---- Listed records
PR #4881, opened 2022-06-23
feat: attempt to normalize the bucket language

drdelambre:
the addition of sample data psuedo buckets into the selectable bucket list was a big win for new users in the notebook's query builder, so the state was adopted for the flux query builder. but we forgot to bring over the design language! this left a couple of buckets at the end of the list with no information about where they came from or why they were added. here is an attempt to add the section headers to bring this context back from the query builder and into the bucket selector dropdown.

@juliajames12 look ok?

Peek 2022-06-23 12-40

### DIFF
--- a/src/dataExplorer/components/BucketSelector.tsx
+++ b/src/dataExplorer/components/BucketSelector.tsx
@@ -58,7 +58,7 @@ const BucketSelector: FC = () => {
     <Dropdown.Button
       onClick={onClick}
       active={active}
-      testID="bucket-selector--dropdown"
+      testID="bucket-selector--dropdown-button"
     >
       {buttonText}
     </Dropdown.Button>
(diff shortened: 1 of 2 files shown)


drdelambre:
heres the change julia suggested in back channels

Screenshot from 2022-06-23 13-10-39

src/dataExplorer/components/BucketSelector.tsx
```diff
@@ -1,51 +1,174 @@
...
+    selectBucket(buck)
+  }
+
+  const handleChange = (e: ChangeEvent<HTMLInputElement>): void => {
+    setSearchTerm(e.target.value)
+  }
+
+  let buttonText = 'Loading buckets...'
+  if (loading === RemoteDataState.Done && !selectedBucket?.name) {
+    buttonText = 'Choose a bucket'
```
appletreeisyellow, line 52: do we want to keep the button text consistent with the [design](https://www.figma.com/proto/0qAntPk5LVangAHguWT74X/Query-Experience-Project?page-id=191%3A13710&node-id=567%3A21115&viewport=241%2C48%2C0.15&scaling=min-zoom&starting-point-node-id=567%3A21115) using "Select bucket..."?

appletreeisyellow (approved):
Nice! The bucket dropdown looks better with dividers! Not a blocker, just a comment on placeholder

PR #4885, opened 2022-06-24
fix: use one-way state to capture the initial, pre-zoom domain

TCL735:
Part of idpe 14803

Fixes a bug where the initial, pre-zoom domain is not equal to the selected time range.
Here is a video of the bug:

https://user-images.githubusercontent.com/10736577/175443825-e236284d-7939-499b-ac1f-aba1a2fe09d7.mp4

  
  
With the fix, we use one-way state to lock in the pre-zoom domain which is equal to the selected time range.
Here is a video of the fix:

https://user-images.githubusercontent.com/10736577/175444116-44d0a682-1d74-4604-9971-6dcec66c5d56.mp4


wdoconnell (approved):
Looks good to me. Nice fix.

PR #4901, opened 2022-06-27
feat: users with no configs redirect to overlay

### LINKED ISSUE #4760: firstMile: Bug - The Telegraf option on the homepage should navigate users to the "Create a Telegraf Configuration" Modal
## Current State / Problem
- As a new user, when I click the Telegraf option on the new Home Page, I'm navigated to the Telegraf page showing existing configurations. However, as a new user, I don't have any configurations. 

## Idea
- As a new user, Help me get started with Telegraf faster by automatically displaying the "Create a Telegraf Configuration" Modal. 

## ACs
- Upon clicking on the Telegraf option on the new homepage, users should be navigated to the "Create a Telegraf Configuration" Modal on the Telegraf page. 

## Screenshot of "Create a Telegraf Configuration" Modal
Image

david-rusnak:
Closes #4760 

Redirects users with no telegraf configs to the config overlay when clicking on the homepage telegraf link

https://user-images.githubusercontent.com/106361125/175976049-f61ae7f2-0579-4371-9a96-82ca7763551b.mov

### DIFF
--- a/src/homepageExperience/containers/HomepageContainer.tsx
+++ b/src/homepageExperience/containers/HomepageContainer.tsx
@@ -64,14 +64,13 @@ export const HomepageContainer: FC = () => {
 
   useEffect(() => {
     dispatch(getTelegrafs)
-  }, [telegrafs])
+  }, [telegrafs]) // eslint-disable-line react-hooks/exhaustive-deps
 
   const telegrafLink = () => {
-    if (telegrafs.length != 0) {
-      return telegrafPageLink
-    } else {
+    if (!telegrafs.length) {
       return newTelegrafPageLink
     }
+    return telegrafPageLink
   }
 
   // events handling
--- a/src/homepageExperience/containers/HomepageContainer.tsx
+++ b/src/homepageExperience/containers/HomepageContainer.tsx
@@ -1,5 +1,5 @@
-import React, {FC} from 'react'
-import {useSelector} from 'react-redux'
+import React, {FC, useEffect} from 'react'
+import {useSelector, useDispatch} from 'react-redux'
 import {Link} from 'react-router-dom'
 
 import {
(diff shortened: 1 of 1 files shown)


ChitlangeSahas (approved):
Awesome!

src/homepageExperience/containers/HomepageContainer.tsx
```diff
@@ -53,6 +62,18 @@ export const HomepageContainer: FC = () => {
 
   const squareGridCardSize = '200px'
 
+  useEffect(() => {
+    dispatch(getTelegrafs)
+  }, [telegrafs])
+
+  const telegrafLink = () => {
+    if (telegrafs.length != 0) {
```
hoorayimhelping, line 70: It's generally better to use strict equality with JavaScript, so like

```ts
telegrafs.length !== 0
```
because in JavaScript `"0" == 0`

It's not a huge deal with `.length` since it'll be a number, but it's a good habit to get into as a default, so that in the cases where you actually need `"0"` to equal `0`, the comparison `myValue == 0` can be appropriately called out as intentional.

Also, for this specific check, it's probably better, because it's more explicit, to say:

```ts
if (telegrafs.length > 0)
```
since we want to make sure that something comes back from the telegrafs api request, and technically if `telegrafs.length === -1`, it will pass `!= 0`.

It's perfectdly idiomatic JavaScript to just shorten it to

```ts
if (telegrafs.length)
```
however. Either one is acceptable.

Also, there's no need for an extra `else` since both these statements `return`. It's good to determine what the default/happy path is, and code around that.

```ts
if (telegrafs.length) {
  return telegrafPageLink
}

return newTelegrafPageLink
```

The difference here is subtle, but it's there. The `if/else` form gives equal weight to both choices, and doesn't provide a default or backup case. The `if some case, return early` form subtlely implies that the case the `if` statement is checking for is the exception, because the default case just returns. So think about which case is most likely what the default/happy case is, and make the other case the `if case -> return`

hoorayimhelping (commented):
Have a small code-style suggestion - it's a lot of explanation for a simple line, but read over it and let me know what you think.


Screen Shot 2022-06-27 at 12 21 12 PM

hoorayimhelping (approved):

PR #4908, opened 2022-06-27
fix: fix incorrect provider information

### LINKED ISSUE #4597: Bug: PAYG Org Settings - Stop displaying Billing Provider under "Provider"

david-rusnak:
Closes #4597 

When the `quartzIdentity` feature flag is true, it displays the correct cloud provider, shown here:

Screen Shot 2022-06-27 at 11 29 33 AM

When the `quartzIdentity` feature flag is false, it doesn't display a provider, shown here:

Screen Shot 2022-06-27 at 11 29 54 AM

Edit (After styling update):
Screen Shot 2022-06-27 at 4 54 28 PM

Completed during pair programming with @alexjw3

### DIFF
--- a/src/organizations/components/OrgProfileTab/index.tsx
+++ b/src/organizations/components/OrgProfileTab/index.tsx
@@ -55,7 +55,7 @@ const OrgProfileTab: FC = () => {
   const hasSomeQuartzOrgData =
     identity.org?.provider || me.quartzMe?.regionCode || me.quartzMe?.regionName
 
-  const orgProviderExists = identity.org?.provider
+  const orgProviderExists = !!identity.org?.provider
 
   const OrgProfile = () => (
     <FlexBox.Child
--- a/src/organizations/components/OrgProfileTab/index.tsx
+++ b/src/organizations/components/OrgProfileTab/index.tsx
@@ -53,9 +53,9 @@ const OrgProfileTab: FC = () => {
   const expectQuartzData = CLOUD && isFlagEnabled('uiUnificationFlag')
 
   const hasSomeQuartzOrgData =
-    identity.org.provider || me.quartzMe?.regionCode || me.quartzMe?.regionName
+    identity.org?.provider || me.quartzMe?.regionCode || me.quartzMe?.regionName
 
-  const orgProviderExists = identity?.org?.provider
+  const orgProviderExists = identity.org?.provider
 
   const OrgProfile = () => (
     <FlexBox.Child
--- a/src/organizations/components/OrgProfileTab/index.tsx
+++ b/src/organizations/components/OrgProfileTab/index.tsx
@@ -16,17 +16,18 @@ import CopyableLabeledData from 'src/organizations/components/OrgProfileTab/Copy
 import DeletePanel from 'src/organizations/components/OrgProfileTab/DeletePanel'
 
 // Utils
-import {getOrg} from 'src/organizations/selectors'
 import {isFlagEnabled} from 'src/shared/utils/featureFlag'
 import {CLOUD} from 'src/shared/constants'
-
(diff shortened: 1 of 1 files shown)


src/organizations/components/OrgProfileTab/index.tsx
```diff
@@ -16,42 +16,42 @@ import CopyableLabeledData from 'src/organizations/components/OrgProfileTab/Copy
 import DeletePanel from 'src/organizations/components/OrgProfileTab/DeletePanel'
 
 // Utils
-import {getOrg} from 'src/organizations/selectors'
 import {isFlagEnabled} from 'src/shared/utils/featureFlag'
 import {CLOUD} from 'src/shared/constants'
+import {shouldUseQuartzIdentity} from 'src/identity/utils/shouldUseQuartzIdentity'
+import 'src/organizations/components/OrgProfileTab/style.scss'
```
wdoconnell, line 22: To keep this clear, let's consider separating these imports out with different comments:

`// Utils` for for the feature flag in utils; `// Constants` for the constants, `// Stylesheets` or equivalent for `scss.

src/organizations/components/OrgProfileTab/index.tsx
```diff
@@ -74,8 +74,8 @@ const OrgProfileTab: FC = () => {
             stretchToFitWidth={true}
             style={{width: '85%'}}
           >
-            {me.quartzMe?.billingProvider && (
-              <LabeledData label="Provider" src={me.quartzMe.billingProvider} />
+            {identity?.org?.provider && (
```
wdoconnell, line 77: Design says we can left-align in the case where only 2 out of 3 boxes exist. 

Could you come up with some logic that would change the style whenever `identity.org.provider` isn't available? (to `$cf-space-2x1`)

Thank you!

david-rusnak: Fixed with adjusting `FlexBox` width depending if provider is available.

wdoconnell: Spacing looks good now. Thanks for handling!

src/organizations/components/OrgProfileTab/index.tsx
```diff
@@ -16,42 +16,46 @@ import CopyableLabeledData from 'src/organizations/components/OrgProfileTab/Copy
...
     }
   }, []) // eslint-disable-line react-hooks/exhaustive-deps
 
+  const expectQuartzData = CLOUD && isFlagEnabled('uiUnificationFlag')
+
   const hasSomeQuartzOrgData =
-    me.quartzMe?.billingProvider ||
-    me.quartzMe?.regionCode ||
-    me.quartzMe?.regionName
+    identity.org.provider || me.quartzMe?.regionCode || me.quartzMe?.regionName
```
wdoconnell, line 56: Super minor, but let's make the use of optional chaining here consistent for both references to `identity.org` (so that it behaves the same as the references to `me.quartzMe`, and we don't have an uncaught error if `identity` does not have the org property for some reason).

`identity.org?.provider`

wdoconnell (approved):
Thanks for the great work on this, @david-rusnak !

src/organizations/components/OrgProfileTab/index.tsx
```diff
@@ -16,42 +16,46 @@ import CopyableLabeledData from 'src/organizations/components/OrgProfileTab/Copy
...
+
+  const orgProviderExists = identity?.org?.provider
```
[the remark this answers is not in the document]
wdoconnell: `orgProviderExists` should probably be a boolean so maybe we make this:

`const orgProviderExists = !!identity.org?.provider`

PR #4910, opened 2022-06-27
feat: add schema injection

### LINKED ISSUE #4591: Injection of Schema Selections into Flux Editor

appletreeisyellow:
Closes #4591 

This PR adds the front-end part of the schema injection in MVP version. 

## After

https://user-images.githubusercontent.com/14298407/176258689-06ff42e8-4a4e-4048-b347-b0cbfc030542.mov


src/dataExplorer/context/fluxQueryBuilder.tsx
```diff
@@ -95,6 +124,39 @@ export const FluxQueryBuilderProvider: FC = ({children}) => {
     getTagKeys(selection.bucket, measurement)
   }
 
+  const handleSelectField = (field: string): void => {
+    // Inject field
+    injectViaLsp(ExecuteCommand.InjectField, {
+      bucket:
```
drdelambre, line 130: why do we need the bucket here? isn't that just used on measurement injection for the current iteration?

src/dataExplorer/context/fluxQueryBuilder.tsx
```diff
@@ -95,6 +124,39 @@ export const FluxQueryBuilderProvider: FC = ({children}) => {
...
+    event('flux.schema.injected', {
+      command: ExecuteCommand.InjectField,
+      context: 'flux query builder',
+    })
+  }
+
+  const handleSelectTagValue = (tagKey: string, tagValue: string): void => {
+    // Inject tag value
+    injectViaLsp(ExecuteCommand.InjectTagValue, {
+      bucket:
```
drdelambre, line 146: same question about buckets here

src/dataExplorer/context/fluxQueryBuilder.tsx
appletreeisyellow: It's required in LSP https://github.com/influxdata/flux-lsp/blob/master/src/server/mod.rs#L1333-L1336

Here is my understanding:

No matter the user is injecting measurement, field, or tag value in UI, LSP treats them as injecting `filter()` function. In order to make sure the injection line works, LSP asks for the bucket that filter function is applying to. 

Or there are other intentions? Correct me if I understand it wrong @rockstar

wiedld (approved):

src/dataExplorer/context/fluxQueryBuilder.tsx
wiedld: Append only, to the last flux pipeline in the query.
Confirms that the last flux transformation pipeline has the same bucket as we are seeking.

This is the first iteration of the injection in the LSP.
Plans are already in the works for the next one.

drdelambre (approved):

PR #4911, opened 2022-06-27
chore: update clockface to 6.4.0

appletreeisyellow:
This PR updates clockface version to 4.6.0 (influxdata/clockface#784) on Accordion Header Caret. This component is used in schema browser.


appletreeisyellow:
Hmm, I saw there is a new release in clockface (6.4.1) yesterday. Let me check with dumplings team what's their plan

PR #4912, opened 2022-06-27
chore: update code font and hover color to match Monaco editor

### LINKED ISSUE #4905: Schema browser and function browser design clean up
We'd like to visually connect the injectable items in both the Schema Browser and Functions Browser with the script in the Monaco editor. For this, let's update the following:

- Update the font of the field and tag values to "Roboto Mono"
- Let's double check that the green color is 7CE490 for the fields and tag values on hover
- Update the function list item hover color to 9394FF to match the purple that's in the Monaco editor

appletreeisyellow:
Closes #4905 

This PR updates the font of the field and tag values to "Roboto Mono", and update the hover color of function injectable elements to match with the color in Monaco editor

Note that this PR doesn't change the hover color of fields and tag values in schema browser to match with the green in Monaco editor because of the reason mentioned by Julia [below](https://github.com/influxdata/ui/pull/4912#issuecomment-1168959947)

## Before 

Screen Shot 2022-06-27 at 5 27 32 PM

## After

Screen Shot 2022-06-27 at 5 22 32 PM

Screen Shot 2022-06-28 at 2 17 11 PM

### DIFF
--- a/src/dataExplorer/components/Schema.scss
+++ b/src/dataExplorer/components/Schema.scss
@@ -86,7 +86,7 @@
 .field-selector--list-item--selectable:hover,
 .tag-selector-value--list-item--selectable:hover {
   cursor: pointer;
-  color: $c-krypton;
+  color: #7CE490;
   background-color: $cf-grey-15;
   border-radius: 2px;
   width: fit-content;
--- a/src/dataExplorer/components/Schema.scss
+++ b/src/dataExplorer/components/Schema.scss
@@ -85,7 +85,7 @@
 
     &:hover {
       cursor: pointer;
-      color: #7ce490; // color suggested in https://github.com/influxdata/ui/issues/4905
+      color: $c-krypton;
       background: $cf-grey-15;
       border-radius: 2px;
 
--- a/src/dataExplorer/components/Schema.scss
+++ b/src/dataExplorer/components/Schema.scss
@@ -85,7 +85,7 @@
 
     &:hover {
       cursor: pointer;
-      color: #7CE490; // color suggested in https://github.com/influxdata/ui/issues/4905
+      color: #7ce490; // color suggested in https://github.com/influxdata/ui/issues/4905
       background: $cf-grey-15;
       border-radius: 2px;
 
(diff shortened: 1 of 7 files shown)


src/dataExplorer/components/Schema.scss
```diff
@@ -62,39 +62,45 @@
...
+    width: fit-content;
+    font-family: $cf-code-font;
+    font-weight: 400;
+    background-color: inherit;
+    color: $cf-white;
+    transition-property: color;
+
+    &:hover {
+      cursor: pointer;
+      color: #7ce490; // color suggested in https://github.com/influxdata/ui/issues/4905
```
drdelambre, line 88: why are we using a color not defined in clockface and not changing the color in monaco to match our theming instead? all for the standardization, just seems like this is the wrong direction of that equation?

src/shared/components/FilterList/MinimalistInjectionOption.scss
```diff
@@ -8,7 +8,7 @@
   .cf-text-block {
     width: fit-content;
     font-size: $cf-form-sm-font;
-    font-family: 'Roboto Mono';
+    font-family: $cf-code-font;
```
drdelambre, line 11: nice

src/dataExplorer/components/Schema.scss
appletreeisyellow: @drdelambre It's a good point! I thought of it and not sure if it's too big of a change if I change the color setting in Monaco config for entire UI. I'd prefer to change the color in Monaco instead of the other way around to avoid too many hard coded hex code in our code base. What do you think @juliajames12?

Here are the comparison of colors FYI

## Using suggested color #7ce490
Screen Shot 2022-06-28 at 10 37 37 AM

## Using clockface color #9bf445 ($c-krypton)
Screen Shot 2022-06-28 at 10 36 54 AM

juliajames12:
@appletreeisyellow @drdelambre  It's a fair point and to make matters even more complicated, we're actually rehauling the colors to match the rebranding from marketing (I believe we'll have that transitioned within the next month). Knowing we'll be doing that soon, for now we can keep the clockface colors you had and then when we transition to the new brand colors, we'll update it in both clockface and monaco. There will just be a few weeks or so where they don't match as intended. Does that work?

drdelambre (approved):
--------
Exercise details: Both end lines included, restate word for word the lines above from the line with "Plans are already" to the line with "This PR updates clockface", and nothing else.

Task response:
Plans are already in the works for the next one.

drdelambre (approved):

PR #4911, opened 2022-06-27
chore: update clockface to 6.4.0

appletreeisyellow:
This PR updates clockface version to 4.6.0 (influxdata/clockface#784) on Accordion Header Caret. This component is used in schema browser.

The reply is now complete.